## About this task
In the material below, find the line that contains "a new branch." and the line that contains "new system vars", then write out exactly those two lines and everything between them.

## Data
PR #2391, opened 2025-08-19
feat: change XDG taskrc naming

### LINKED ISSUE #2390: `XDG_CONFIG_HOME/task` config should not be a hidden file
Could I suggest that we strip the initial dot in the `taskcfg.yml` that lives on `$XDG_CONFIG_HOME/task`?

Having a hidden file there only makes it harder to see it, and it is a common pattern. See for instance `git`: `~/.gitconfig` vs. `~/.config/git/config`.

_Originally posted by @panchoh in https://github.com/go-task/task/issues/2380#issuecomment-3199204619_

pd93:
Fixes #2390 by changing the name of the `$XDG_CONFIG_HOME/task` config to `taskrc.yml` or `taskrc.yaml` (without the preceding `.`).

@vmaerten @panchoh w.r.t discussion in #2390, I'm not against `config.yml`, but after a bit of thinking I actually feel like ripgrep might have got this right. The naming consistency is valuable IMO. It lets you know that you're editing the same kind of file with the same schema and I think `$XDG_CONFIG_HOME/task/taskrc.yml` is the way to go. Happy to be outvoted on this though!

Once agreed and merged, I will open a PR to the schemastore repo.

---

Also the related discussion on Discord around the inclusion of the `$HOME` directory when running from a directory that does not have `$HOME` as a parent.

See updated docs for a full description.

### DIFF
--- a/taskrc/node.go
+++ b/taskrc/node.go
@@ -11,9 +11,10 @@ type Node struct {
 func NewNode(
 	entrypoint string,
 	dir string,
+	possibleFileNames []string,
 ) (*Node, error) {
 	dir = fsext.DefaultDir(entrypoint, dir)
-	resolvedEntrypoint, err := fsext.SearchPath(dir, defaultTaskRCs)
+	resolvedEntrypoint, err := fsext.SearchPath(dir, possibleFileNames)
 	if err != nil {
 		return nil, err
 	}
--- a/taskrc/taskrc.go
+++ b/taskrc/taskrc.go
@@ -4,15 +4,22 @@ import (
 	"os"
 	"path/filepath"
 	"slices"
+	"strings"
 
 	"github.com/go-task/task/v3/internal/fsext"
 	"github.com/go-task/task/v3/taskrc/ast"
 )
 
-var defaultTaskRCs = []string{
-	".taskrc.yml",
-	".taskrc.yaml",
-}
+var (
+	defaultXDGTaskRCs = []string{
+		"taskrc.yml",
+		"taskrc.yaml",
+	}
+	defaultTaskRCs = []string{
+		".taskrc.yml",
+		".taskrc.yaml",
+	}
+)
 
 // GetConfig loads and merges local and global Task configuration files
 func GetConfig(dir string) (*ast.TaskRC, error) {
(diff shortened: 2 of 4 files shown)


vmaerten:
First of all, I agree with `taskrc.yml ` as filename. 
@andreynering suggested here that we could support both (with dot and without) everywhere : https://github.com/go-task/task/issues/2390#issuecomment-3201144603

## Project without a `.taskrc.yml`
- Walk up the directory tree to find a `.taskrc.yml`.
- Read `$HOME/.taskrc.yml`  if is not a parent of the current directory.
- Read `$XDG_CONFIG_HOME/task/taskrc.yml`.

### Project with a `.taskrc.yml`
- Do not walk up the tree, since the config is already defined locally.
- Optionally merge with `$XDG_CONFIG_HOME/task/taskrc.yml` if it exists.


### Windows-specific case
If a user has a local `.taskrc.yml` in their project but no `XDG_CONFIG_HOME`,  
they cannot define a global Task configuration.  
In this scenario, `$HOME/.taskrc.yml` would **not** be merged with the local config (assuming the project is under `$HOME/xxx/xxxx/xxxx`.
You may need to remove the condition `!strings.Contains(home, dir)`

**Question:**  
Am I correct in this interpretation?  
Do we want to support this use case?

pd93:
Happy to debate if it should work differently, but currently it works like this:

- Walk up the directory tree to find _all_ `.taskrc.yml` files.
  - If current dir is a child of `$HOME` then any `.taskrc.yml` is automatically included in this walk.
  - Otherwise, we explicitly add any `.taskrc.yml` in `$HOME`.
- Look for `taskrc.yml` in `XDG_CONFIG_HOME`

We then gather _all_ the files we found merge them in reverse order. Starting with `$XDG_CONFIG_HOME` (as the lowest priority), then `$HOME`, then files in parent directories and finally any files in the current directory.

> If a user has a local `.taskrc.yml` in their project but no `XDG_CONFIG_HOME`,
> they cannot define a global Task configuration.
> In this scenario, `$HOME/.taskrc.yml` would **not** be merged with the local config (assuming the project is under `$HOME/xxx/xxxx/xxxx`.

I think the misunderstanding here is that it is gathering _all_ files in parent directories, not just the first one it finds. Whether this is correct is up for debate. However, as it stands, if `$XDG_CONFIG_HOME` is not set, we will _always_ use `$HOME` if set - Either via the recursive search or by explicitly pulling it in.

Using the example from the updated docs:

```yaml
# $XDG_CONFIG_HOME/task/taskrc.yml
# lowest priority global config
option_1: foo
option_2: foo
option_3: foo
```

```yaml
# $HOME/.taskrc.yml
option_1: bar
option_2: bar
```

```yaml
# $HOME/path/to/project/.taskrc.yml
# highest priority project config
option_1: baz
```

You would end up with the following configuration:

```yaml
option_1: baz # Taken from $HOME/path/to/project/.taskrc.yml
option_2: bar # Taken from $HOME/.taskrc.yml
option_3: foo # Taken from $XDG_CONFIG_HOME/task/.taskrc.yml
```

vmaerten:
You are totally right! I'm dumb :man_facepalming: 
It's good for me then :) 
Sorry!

---

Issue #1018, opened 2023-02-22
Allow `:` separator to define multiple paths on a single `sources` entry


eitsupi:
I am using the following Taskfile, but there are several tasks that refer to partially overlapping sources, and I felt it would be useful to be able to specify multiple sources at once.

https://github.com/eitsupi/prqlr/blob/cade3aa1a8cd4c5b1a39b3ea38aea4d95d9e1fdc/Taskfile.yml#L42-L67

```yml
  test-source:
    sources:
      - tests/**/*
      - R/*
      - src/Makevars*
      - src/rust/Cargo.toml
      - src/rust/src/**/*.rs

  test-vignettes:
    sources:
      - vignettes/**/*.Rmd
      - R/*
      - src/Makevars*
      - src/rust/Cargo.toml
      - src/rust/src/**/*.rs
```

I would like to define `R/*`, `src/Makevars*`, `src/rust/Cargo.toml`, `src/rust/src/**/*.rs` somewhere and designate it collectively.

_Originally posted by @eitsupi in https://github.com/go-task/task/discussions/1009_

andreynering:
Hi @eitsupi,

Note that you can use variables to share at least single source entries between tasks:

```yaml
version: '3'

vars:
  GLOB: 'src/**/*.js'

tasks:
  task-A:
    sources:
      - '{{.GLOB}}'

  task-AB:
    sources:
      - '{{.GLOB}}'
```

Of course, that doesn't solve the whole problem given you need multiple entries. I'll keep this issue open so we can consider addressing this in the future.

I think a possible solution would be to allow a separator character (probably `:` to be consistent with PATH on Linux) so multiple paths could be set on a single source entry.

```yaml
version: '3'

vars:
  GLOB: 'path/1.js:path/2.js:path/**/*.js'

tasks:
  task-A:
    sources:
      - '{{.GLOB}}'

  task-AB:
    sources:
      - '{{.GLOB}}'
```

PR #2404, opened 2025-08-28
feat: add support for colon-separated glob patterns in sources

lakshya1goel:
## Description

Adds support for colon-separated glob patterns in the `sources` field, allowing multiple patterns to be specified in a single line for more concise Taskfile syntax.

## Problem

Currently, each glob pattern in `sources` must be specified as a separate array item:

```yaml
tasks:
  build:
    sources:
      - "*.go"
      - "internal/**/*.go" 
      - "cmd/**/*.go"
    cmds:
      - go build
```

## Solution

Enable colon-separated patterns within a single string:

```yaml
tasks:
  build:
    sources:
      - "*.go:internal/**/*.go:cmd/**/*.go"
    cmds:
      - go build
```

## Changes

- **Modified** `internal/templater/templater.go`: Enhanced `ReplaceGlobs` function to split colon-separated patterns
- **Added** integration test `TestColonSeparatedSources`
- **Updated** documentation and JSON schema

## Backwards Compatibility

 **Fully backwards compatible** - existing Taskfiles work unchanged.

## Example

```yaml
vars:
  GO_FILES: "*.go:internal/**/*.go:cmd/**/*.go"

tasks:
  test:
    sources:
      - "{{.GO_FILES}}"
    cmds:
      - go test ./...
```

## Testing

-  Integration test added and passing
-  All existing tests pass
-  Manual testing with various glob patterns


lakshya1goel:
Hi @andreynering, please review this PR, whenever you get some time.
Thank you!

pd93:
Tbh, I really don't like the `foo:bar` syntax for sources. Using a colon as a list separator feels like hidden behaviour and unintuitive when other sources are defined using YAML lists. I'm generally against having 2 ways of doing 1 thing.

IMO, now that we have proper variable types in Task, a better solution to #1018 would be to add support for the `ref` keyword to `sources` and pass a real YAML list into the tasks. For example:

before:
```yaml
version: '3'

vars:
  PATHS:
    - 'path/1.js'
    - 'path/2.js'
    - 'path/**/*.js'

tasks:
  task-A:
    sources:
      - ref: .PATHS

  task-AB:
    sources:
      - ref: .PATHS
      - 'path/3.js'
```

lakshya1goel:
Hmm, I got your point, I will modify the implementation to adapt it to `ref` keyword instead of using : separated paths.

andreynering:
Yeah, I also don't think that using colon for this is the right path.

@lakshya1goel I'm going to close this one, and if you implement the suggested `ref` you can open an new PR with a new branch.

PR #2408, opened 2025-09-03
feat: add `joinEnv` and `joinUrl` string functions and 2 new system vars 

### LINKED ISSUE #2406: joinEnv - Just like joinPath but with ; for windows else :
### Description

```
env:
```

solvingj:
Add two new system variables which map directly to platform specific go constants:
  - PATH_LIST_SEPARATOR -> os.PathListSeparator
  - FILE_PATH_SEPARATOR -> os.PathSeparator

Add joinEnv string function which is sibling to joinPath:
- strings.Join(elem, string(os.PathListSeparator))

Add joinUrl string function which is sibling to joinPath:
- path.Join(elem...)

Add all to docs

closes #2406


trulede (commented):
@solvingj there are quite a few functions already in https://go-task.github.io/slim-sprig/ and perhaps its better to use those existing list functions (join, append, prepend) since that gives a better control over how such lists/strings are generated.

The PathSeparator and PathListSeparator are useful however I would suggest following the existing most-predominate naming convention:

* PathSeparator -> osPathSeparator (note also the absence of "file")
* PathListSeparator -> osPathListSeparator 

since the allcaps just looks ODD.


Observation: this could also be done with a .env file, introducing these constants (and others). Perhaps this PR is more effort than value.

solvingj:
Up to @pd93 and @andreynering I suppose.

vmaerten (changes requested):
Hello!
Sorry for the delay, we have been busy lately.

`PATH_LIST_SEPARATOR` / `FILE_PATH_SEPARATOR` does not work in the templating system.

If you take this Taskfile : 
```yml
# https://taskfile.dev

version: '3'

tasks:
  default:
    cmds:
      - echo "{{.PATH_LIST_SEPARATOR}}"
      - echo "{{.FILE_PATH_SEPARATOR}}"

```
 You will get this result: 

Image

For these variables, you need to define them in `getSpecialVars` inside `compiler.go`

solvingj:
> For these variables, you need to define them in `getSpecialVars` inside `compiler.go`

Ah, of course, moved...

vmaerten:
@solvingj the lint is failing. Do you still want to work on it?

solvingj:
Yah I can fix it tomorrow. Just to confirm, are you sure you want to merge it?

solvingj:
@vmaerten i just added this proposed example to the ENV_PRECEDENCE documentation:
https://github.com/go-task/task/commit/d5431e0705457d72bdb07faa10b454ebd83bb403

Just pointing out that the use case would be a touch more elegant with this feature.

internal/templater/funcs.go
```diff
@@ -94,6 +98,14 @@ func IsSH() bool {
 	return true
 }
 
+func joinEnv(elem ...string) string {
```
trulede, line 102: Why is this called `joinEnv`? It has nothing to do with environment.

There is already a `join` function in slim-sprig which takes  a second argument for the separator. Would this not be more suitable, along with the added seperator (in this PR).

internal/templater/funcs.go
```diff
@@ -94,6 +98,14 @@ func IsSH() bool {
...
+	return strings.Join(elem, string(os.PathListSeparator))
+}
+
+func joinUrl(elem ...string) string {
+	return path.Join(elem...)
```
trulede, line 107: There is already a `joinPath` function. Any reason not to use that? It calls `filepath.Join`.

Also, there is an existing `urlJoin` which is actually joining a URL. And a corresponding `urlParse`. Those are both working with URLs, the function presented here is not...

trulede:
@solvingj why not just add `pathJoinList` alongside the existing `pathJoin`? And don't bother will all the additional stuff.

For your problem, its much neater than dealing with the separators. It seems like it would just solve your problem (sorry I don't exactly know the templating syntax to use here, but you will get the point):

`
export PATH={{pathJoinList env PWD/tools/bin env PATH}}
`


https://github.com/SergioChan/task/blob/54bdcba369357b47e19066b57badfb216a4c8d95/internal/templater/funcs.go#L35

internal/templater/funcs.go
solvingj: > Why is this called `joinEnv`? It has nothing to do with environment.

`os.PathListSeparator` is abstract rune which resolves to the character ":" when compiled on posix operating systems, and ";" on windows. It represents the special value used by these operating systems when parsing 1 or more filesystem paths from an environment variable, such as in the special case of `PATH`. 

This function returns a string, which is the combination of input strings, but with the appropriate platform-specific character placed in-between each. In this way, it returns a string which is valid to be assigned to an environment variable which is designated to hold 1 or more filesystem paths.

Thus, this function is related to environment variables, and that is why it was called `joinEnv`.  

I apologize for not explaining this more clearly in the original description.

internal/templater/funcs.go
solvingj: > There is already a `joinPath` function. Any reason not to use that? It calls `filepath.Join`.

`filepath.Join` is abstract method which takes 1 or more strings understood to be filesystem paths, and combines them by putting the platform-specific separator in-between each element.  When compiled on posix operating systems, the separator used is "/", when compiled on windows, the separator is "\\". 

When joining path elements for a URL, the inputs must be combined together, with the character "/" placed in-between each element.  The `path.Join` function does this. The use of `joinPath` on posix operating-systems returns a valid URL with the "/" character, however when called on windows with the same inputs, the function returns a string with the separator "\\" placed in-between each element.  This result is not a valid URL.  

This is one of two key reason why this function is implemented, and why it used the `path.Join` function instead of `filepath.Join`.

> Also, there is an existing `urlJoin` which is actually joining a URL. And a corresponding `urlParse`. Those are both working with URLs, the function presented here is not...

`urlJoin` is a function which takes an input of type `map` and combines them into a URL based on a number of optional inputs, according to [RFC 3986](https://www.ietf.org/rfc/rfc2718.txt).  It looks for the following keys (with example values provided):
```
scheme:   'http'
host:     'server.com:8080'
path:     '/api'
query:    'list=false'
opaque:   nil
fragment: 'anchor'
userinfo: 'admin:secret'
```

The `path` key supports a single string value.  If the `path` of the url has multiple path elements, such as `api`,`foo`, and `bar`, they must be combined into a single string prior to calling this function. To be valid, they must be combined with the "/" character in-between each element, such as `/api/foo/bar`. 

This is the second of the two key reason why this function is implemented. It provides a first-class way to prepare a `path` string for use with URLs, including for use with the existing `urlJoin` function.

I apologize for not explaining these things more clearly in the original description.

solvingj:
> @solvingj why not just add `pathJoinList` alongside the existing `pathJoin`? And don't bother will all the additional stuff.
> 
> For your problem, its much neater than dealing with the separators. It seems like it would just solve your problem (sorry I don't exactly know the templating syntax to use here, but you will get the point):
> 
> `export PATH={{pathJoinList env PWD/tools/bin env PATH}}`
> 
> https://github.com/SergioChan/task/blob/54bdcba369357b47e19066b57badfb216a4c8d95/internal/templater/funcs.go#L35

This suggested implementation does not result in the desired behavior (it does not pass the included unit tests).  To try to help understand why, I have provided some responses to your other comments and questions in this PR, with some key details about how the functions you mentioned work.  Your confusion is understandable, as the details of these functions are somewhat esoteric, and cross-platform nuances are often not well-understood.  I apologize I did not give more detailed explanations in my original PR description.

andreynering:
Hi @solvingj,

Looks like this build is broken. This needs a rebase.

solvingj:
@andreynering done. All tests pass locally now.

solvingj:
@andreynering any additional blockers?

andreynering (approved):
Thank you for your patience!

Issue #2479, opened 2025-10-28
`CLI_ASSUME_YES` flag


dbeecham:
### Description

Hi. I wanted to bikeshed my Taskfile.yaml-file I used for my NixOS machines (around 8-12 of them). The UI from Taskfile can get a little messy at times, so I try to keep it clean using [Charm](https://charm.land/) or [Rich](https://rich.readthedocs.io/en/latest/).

==

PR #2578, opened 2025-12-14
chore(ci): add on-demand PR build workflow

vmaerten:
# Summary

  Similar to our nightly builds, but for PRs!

## Answer to this exercise
@lakshya1goel I'm going to close this one, and if you implement the suggested `ref` you can open an new PR with a new branch.

PR #2408, opened 2025-09-03
feat: add `joinEnv` and `joinUrl` string functions and 2 new system vars 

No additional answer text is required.